▼▼▼

PR #8680, opened 2026-03-30
LibWeb: Delete whole words with Ctrl+Backspace/Del

ArmindoFlores:
When pressing the Ctrl key (or equivalent PlatformWordJump modifier), backspace and delete now delete a whole word, similarly to what happens when pressing the same modifier with the arrow keys.

### DIFF
--- a/Libraries/LibWeb/HTML/FormAssociatedElement.cpp
+++ b/Libraries/LibWeb/HTML/FormAssociatedElement.cpp
@@ -1078,9 +1078,29 @@ void FormAssociatedTextControlElement::handle_delete(FlyString const& input_type
         if (input_type == UIEvents::InputTypes::deleteContentBackward) {
             if (auto offset = text_node->grapheme_segmenter().previous_boundary(m_selection_end); offset.has_value())
                 selection_start = *offset;
-        } else {
+        } else if (input_type == UIEvents::InputTypes::deleteWordBackward) {
+            while (true) {
+                if (auto offset = text_node->word_segmenter().previous_boundary(selection_start); offset.has_value()) {
+                    auto word = text_node->data().substring_view(*offset, selection_start - *offset);
+                    selection_start = *offset;
+                    if (Unicode::Segmenter::should_continue_beyond_word(word))
+                        continue;
+                }
+                break;
+            }
+        } else if (input_type == UIEvents::InputTypes::deleteContentForward) {
             if (auto offset = text_node->grapheme_segmenter().next_boundary(m_selection_end); offset.has_value())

▲▲▲

#### Exercise:
Only a number is wanted here: how many lines of the records above include the string "FormAssociatedElement"?

#### Answer to the problem:
2